The regulatory waves hit Railtrack, shunted 40p down to 1,620p. Besides the sight of Ofwat getting tough, the shares had to contend with warnings from their watchdog to the 24 train-operating companies. With Railtrack in the middle of a price review, the sudden regulatory strength unsettled the shares.
Rank, the leisure group, managed to throw off its inhibitions following the departure of chief executive Andrew Teare. The shares rose 13p to 239p on hopes that Ken Hanna, who executed the break up of Dalgety, could get involved.

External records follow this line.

PR #918, opened 2020-08-06
Fix Path::FileExists bug

antonrohr:
Path::FileExists used stat to determine if a file exists. This did not
on Windows when the filename contained a dash (-).
Path::FileExists now uses std::filesystem::exists()

b/163028647

### DIFF
--- a/OrbitCore/Path.cpp
+++ b/OrbitCore/Path.cpp
@@ -64,12 +64,6 @@ std::string Path::GetExecutablePath() {
   return path;
 }
 
-bool Path::FileExists(const std::string& file) {
-  struct stat statbuf;
-  int ret = stat(file.c_str(), &statbuf);
-  return ret == 0;
-}
-
 uint64_t Path::FileSize(const std::string& file) {
   struct stat stat_buf;
   int ret = stat(file.c_str(), &stat_buf);
--- a/OrbitCore/PathTest.cpp
+++ b/OrbitCore/PathTest.cpp
@@ -4,12 +4,14 @@
 
 #include <gtest/gtest.h>
 
+#include <filesystem>
+
 #include "Path.h"
 #include "absl/strings/match.h"
 
 TEST(Path, FileExistsEmptyFilename) {
   std::string filename{};
-  EXPECT_FALSE(Path::FileExists(filename));
+  EXPECT_FALSE(std::filesystem::exists(filename));
 }
 
 TEST(Path, FileExistsRootDir) {
@@ -19,13 +21,13 @@ TEST(Path, FileExistsRootDir) {
 #else
   filename = "/";
 #endif
-  EXPECT_TRUE(Path::FileExists(filename));
+  EXPECT_TRUE(std::filesystem::exists(filename));
 }
 
 #ifndef _WIN32
 TEST(Path, FileExistsDevNull) {
   std::string filename = "/dev/null";
-  EXPECT_TRUE(Path::FileExists(filename));
+  EXPECT_TRUE(std::filesystem::exists(filename));
 }
 #endif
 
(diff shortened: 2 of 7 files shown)


OrbitCore/Path.cpp
```diff
@@ -65,9 +65,7 @@ std::string Path::GetExecutablePath() {
 }
 
 bool Path::FileExists(const std::string& file) {
```
beckerhe, line 67: I think we should add a `[[deprecated("Please use std::filesystem:.exists")]]` here. (Obviously this needs to go into the header file.

ronaldfw, line 67: While we touch this function, can we change this to std::string_view?

OrbitCore/Path.cpp
```diff
@@ -65,9 +65,7 @@ std::string Path::GetExecutablePath() {
...
-  struct stat statbuf;
-  int ret = stat(file.c_str(), &statbuf);
-  return ret == 0;
```
dimitry-, line 70: I have not idea why this doesn't work on windows.  I agree that we should use filesystem::exists but still I am puzzled by this. Is this some kind of known bug in windows stat implementation?

OrbitCore/Path.cpp
dimitry-: I think it is better to just replace calls to this function with filesystem:exists(), 

./OrbitCore/SymbolHelper.cpp:23:  if (!Path::FileExists(file_name)) {
./OrbitCore/SymbolHelper.cpp:80:    if (!Path::FileExists(symbols_file_path)) continue;
./OrbitCore/OrbitModule.cpp:31:  if (!Path::FileExists(file_name)) {
./OrbitCore/LinuxUtils.cpp:121:    if (!Path::FileExists(module_path)) continue;
./OrbitCore/Path.h:45:  static bool FileExists(const std::string& a_File);
./OrbitCore/Path.cpp:67:bool Path::FileExists(const std::string& file) {
./OrbitCore/PathTest.cpp:12:  EXPECT_FALSE(Path::FileExists(filename));
./OrbitCore/PathTest.cpp:22:  EXPECT_TRUE(Path::FileExists(filename));
./OrbitCore/PathTest.cpp:28:  EXPECT_TRUE(Path::FileExists(filename));
./OrbitGl/App.cpp:252:  if (!Path::FileExists(fileName)) {

beckerhe: I won't argue with that. :slightly_smiling_face:

OrbitCore/Path.cpp
antonrohr: I tried to figure it out but i did not make any progress and decided its not worth the effort. 
It did not work for a module that had 3 dashes in the filename.

OrbitCore/Path.cpp
antonrohr: done

OrbitCore/PathTest.cpp
```diff
@@ -4,12 +4,14 @@
...
+#include <filesystem>
+
 #include "Path.h"
 #include "absl/strings/match.h"
 
 TEST(Path, FileExistsEmptyFilename) {
   std::string filename{};
-  EXPECT_FALSE(Path::FileExists(filename));
+  EXPECT_FALSE(std::filesystem::exists(filename));
 }
```
dimitry-, line 15: I think we do not need to test std::filesystem :)

OrbitCore/PathTest.cpp
```diff
@@ -19,13 +21,13 @@ TEST(Path, FileExistsRootDir) {
 #else
   filename = "/";
 #endif
-  EXPECT_TRUE(Path::FileExists(filename));
```
dimitry-, line 22: this also can be removed.

OrbitCore/PathTest.cpp
```diff
@@ -19,13 +21,13 @@ TEST(Path, FileExistsRootDir) {
...
+  EXPECT_TRUE(std::filesystem::exists(filename));
 }
 
 #ifndef _WIN32
 TEST(Path, FileExistsDevNull) {
   std::string filename = "/dev/null";
-  EXPECT_TRUE(Path::FileExists(filename));
```
dimitry-, line 28: and this.

PR #922, opened 2020-08-06
Add command line flag for log path.

danielfenner:
When running the integration tests I'd like to create the log in a place where it gets uploaded automatically.

### DIFF
--- a/OrbitCore/Path.cpp
+++ b/OrbitCore/Path.cpp
@@ -242,14 +242,14 @@ std::string Path::GetAppDataPath() {
 }
 
 std::string Path::GetLogFilePath() {
-  std::string logsDir;
+  std::string logs_dir;
   if (!absl::GetFlag(FLAGS_log_dir).empty()) {
-    logsDir = absl::GetFlag(FLAGS_log_dir);
+    logs_dir = absl::GetFlag(FLAGS_log_dir);
   } else {
-    logsDir = Path::JoinPath({Path::GetAppDataPath(), "logs"});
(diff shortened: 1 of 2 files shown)


OrbitCore/Path.cpp
```diff
@@ -238,7 +242,12 @@ std::string Path::GetAppDataPath() {
 }
 
 std::string Path::GetLogFilePath() {
-  std::string logsDir = Path::JoinPath({Path::GetAppDataPath(), "logs"});
+  std::string logsDir;
```
IrinaShkviro, line 245:
```suggestion
  std::string logs_dir;
```

OrbitQt/main.cpp
```diff
@@ -249,13 +249,14 @@ int main(int argc, char* argv[]) {
...
-    const std::string log_file_path = Path::GetLogFilePath();
-    InitLogFile(log_file_path);
-
     absl::SetProgramUsageMessage("CPU Profiler");
     absl::SetFlagsUsageConfig(
         absl::FlagsUsageConfig{{}, {}, {}, &OrbitCore::GetBuildReport, {}});
     absl::ParseCommandLine(argc, argv);
+
+	const std::string log_file_path = Path::GetLogFilePath();
+    InitLogFile(log_file_path);
```
IrinaShkviro, line 258:
```suggestion
    const std::string log_file_path = Path::GetLogFilePath();
    InitLogFile(log_file_path);
```

danielfenner:
Thanks for having a look!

Manchester Utd held at 213p despite the expected referral of the controversial BSkyB bid to the Monopolies and Mergers Commission, and Eurocamp dipped 2.5p to 193.5p following the pounds 6.9m sale of the bars and restaurants it inherited with the take over of Baldwins in August.
Enterprise Oil and Lasmo, its old sparring partner, were hit by Morgan Stanley adopting a more cautious stance. Lasmo fell 8p to 172p and Enterprise 4p to 415p. Little Emerald Energy, firmer at 8.75p, was said to be a bid target for Monument Oil & Gas, which is deeply involved in Emerald's Colombian drilling.
One oil bid that did materialise was a pounds 4.3m offer from Ramco for MMS Petroleum. The bid is 35p a share. MMS, which is accepting the offer, climbed 7.5p to 35.5p. Earlier Greenwich Resources made a share exchange offer, now worth about 28p share, which also had the management's backing. Ramco flared 37.5p to 370p.
Abbey National improved 12p to 1,148p with Warburg Dillon Read shooting for a 1,300p price. Most banks seemed content to mark time but Standard Chartered, up 35p to 645p, and Bank of Scotland, 28p to 623p, displayed relief on the Brazilian economic package.
CGU, the insurance group, gained 33.5p to 955p with Morgan Stanley setting a 1,080p expectation and Salomon Smith Barney going for 1,175p. Reuters was the best performing Footsie constituent, gaining 49.5p to 616; the shares were around 470p when the information group issued an upbeat trading message last week. Glass maker Pilkington, on results, rose 3p to 66.5p.
J Sainsbury, the superstores chain, remained on offer, falling a further 5.5p to 519.5p. But rival Asda, hit by downgradings on Wednesday, recovered 6p to 164p. Cassell, the publisher, rose 9.5p to 114p after saying it was in talks that could lead to a counter to the 100p offer from Macmillan Publishing.
An investment presentation helped Wassall, successful bidder for TLG, the lighting group, to a 10p gain to 185p. Powerscreen International, the hard-pressed engineer, rose 17p to 98p ahead of today's shareholders' meeting, and Finelist, the car accessories group, advanced 13.5p to 115p, following Albert E Sharp's support. Ellis & Everard, the chemical group, rose 22p to 205.5p on talk of a US bid.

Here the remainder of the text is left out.